Collected data
┄┄┄┄┄┄┄┄┄┄┄┄┄┄┄┄┄┄┄┄

PR #4641, opened 2026-04-15
Stabilize production automation

ponderingdemocritus:
## Summary
- serialize per-realm production automation transactions to avoid same-signer nonce races
- update production planning so custom inactive resources are diagnosed, troop dependencies are ordered, and Smart can run one affordable troop cycle
- surface concrete skip reasons in the production automation dashboard

## Verification
- PATH="/Users/os/Library/pnpm:$PATH" pnpm --dir client/apps/game test -- automation-processor automation-runner
- PATH="/Users/os/Library/pnpm:$PATH" pnpm --dir client/apps/game typecheck
- PATH="/Users/os/Library/pnpm:$PATH" pnpm run format
- PATH="/Users/os/Library/pnpm:$PATH" pnpm run knip

### DIFF
--- a/client/apps/game/src/ui/features/infrastructure/automation/model/automation-processor.ts
+++ b/client/apps/game/src/ui/features/infrastructure/automation/model/automation-processor.ts
@@ -265,9 +265,11 @@ export const buildRealmProductionPlan = ({
     }
   });
 
-  const configuredCustomIds = Object.keys(realmConfig.customPercentages ?? {}).map(
-    (key) => Number(key) as ResourcesIds,
-  );
+  const presetId = realmConfig.presetId ?? "smart";
+  const configuredCustomIds =
+    presetId === "custom"
+      ? Object.keys(realmConfig.customPercentages ?? {}).map((key) => Number(key) as ResourcesIds)
+      : [];
   const resourceIdsToEvaluate = buildResourceIdsToEvaluate(producedResourceIds, configuredCustomIds);
 
   if (resourceIdsToEvaluate.length === 0) {
@@ -285,7 +287,6 @@ export const buildRealmProductionPlan = ({
     };
   }
 
-  const presetId = realmConfig.presetId ?? "smart";
   const smartDefaults = calculatePresetAllocations(resourceIdsToEvaluate, "smart", entityType);
   const presetAllocations =
     presetId === "smart" || presetId === "idle"
--- a/client/apps/game/src/ui/features/infrastructure/automation/model/automation-processor.ts
+++ b/client/apps/game/src/ui/features/infrastructure/automation/model/automation-processor.ts
@@ -115,6 +115,86 @@ const compareAutomationResources = (left: ResourcesIds, right: ResourcesIds): nu
 const isResourceActiveInSnapshot = (snapshot: RealmResourceSnapshot, resourceId: ResourcesIds): boolean =>
   snapshot.get(resourceId)?.hasActiveProduction === true;
 
+type AutomationEntityType = RealmAutomationConfig["entityType"];
+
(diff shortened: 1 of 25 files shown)


client/apps/game/src/ui/features/infrastructure/automation/model/automation-processor.ts
```diff
@@ -165,14 +268,9 @@ export const buildRealmProductionPlan = ({
   const configuredCustomIds = Object.keys(realmConfig.customPercentages ?? {}).map(
     (key) => Number(key) as ResourcesIds,
   );
-  const resourceIdsToProcess = new Set<ResourcesIds>(producedResourceIds);
-
-  // Reliability fallback: if snapshot misses active production, keep configured custom resources in scope.
-  if (resourceIdsToProcess.size === 0) {
-    configuredCustomIds.forEach((resourceId) => resourceIdsToProcess.add(resourceId));
-  }
+  const resourceIdsToEvaluate = buildResourceIdsToEvaluate(producedResourceIds, configuredCustomIds);
```
ponderingdemocritus, line 353: This now lets stale `customPercentages` affect Smart planning. `setRealmPreset` preserves `customPercentages`, so a realm that was custom with, for example, `KnightT2` configured and then switched back to Smart still includes that inactive custom key here. `calculatePresetAllocations(resourceIdsToEvaluate, "smart")` then treats T2 army as present, which changes the Smart weights for active T1 troops and can produce fewer cycles plus irrelevant inactive-resource skips in Smart mode. Custom-only ids should only be added when resolving a custom run, or Smart allocations should be computed from active production ids only.

client/apps/game/src/ui/features/infrastructure/automation/production-automation-dashboard.tsx
```diff
@@ -46,6 +49,9 @@ const getStatusDotBg = (statusStr?: string): string => {
   }
 };
 
+const getVisibleSkipMessages = (realm: RealmAutomationConfig): string[] =>
+  (realm.lastExecution?.skipped ?? []).slice(0, 2).map(buildAutomationSkipMessage);
```
ponderingdemocritus: This reads skip details from `lastExecution`, but the render condition is based on the current `lastStatus`. The idle path records `status: "skipped"` with `message: "Idle preset"` without updating or clearing `lastExecution`, and `setRealmPreset` preserves prior execution data. After a previous no-executable skip, switching the realm to Idle will show `Skipped: Idle preset` plus stale recipe/inactive-resource reasons from the old execution. Use the current status message, clear/record execution for idle, or otherwise tie these details to the matching status attempt.

client/apps/game/src/ui/features/infrastructure/automation/production-automation-dashboard.tsx
```diff
@@ -200,6 +207,12 @@ const ProductionAutomationContent = ({ compact = false }: ProductionAutomationCo
                     </span>
                   </div>
                 )}
+
+                {realm.lastStatus?.status === "skipped" && skipMessages.length > 0 && (
```
ponderingdemocritus, line 208: This is a user-visible dashboard UX change, but the diff does not update `client/apps/game/src/ui/features/world/latest-features.ts`. The scoped rule in [`client/apps/game/AGENTS.md`](https://github.com/BibliothecaDAO/eternum/blob/60eb88da31d5492205b2949d57304ffcf1099e56/client/apps/game/AGENTS.md#L5-L10) says every client UX change or new feature must add an entry to that latest-features list. Add a top entry for the automation skip diagnostics.

ponderingdemocritus (commented):
Review found three high-confidence issues in the workspace diff.

PR #961, opened 2025-05-12
Feature/query caching and debug flags

rvveber:
Is based on https://github.com/suitenumerique/docs/pull/857 - (merge first)

Perfomance Improvement: Adds query caching that is persisted across browser restarts
Developer Exprience Improvement: Adds and documents usage of debug flags


src/backend/impress/settings.py
```diff
@@ -58,7 +58,14 @@ class Base(Configuration):
...
     """
 
-    DEBUG = False
+    DEBUG_RAW = values.Value(
+        default=False,
+        environ_name="DEBUG",
+        environ_prefix=None,
+    )
+    DEBUG_NAMESPACES = DEBUG_RAW.split(",") if isinstance(DEBUG_RAW, str) else []
+    DEBUG = bool(DEBUG_RAW)
```
lunika, line 67: I'm not really confident with this and It's I think error prone.

src/frontend/apps/impress/src/core/AppProvider.tsx
```diff
@@ -13,12 +17,16 @@ import { ConfigProvider } from './config/';
...
+ *        - instant if debug flag "no-cache" active - 3 minutes otherwise
+ *    - gcTime:
+ *      - global time until cache is purged from the persister and needs to be renewed
+ *        - since its cached in localStorage, we can set it to a long time (48h)
  */
 const defaultOptions = {
   queries: {
-    staleTime: 1000 * 60 * 3,
+    staleTime: debug.enabled('no-cache') ? 0 : 1000 * 60 * 3, // 3 minutes
+    gcTime: debug.enabled('no-cache') ? 0 : 1000 * 60 * 60 * 48, // 48 hours
```
AntoLC, line 29: About the debug, I am not sure it is the best way to do. 
As a developer I like to be near the production setting, it helps me in this case to see which query I have to invalidate. If I have `no-cache`, I will not know that when I change the **title of a document** I need to invalidate the cache of the **document list** request.

After if you don't want cache, we could set these variables from settings:
```suggestion
    staleTime: process.env.NEXT_PUBLIC_CACHE_STALE_TIME,
    gcTime: process.env.NEXT_PUBLIC_CACHE_GC_TIME
```
By default they will be in `.env`:
```
NEXT_PUBLIC_CACHE_STALE_TIME=1000 * 60 * 3
NEXT_PUBLIC_CACHE_GC_TIME=1000 * 60 * 60 * 48
```
but in `.env.local` you could set them as you want, `.env.local` is not versioned:
```
NEXT_PUBLIC_CACHE_STALE_TIME=0
NEXT_PUBLIC_CACHE_GC_TIME=0
```

src/backend/impress/settings.py
```diff
@@ -761,6 +768,9 @@ def post_setup(cls):
                 "OIDC_ALLOW_DUPLICATE_EMAILS cannot be set to True simultaneously. "
             )
 
+        if cls.DEBUG and "no-cache" in cls.DEBUG_NAMESPACES:
+            cls.THEME_CUSTOMIZATION_CACHE_TIMEOUT = 0
```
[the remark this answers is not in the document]
AntoLC: Yes in `env.d\development\common`.

AntoLC (commented):
It is not working as expected, it keeps all the requests in cache, by doing like that:
- the logout is not working anymore
- the doc list is in cache so if someone invite you or send you a public link, it will not appear anymore in the doc list (until the cache is invalidate)
- I guess all the requests that change regularly between multiple users will be in cache, giving lot of side effect during collaboration

What could be interesting is to have by default all the requests not in cache (as we have already), and to decide the ones that we want to have with a persistant cache, like `useConfig`. 
⚠️ After we have a subtility with `useConfig`, it has a persistant cache, but we still do the request in background, if the response has some changes, it will rehydrate the components with the new changes.

src/backend/impress/settings.py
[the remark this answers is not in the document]
rvveber: As long as it is only theme customization we are caching.
But what if there will be more in the future?

This was more to illustrate how the debug namespaces would work.

src/backend/impress/settings.py
rvveber: Agree, it is.

Arguably we can remove the extended DEBUG handling for the backend.

I see too options:
A: Remove the debug handling for the backend
B: Write a dedicated function to handle it solidly

Which to choose?

src/frontend/apps/impress/src/pages/_app.tsx
```diff
@@ -18,6 +18,28 @@ export default function App({ Component, pageProps }: AppPropsWithLayout) {
...
+     *    via Local storage
+     *      window.localStorage.debug = "features:language,no-cache,...";
+     *
+     *    via code (uses Local storage)
+     *      import debug from 'debug';
+     *      debug.enable('no-cache,features:language,...');
+     */
+    //debug.enable('no-cache,features:language');
+  }
+
```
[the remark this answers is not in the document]
rvveber: It is just here to illustrate usage for future development and enable quick toggle from code.

src/frontend/apps/impress/src/core/AppProvider.tsx
rvveber: Thanks for the feedback. 

1.  **Debug Mode and Cache:** The `debug` flag for cache control is off by default, aligning with production behavior. Developers who enable it for local debugging are intentionally altering cache settings for temporary diagnostic purposes.

2.  **Data Updates and Cache Invalidation:** For data modifications (e.g., updating a document title), we should adhere to the mutation pattern ([as demonstrated here](https://github.com/suitenumerique/docs/pull/857#discussion_r2098098188)). This ensures that related queries are correctly invalidated and fresh data is fetched.

3.  **Configurability of `staleTime` and `gcTime`:**
    * Making the default `staleTime` and `gcTime` configurable via environment variables could introduce complexity. Because each `useQuery` can override defaults - we would need to add env configuration for each `useQuery` that has a different `staleTime` and `gcTime`.
    * Generally, we, as developers designing the queries, are best positioned to determine appropriate `staleTime` and `gcTime` values based on the nature of the data. Allowing arbitrary instance-level customization or overly flexible environment configurations might lead to inconsistent caching behavior and unexpected issues. It's preferable to establish sensible, well-reasoned defaults within the codebase for different types of queries.

rvveber:
> It is not working as expected, it keeps all the requests in cache, by doing like that:
> 
> * the logout is not working anymore
> * the doc list is in cache so if someone invite you or send you a public link, it will not appear anymore in the doc list (until the cache is invalidate)
> * I guess all the requests that change regularly between multiple users will be in cache, giving lot of side effect during collaboration
> 
> What could be interesting is to have by default all the requests not in cache (as we have already), and to decide the ones that we want to have with a persistant cache, like `useConfig`. ⚠️ After we have a subtility with `useConfig`, it has a persistant cache, but we still do the request in background, if the response has some changes, it will rehydrate the components with the new changes.

Thanks for the catch!
It was naive of me thinking it would be a drop-in replacement.
There are lot of cases that need extensive testing and adaption.

To the points you found i will address the following additional points in the next days:
* add cache busting with `process.env.NEXT_PUBLIC_BUILD_ID` - to avoid using cache from old builds after updates.
* exempt the authQuery from beeing persisted
* test all existing queries 
* ensure all mutations that access queries properly invalidate the query

AntoLC:
I close it, I added tags to find it easily again. 
Feel free to open it if you want to work on it again.

PR #977, opened 2025-05-16
✨(backend) allow setting session cookie age via env var

sampaccoud:
## Purpose

We want to be able to increase the duration of the cookie session.

## Proposal

Add django-configuration IntegerValue to expose the `SESSION_COOKIE_AGE` as an environment variable.

### DIFF
--- a/src/backend/impress/settings.py
+++ b/src/backend/impress/settings.py
@@ -462,7 +462,9 @@ class Base(Configuration):
     # Session
     SESSION_ENGINE = "django.contrib.sessions.backends.cache"
     SESSION_CACHE_ALIAS = "default"
-    SESSION_COOKIE_AGE = 60 * 60 * 12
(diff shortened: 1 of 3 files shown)


src/backend/impress/settings.py
```diff
@@ -462,7 +462,9 @@ class Base(Configuration):
     # Session
     SESSION_ENGINE = "django.contrib.sessions.backends.cache"
     SESSION_CACHE_ALIAS = "default"
-    SESSION_COOKIE_AGE = 60 * 60 * 12
+    SESSION_COOKIE_AGE = values.IntegerValue(
```
lunika, line 465:
```suggestion
    SESSION_COOKIE_AGE = values.PositiveIntegerValue(
```

This is a nitpick, you can decide to leave it as it.

lunika (approved):

PR #991, opened 2025-05-21
✨(back) add endpoint cheking media status

lunika:
## Purpose

With the usage of a malware detection system, we need a way to know the
file status. The front will use it to display a loader while the analyse
is not ended.

Also, we want to have the media-check url returned on the attachment-upload
response instead of the media url directly. The front will know the
endpoint to use to check the media status.

## Proposal

- [x] ✨(back) add endpoint cheking media status
- [x] ♻️(back) return the media-check url on the attachment_upload response


lunika:
Commits are managed in #984

Issue #928, opened 2025-05-02
Keep session cookie during 5 days


virgile-dev:
## Feature Request

**Is your feature request related to a problem or unsupported use case? Please describe.**
Users complain they have to login everyday.
Right now we keep the session for only 12 hours : https://github.com/suitenumerique/docs/blob/main/src/backend/impress/settings.py#L466

**Describe the solution you'd like**
Let's keep the session cookie for 5 days.

lunika:
Managed in https://github.com/suitenumerique/docs/pull/977

PR #993, opened 2025-05-21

┄┄┄┄┄┄┄┄┄┄┄┄┄┄┄┄┄┄┄┄

Write out a verbatim copy of the data, beginning with its first line and ending with the line that contains "- serialize per-realm".

PR #4641, opened 2026-04-15
Stabilize production automation

ponderingdemocritus:
## Summary
- serialize per-realm production automation transactions to avoid same-signer nonce races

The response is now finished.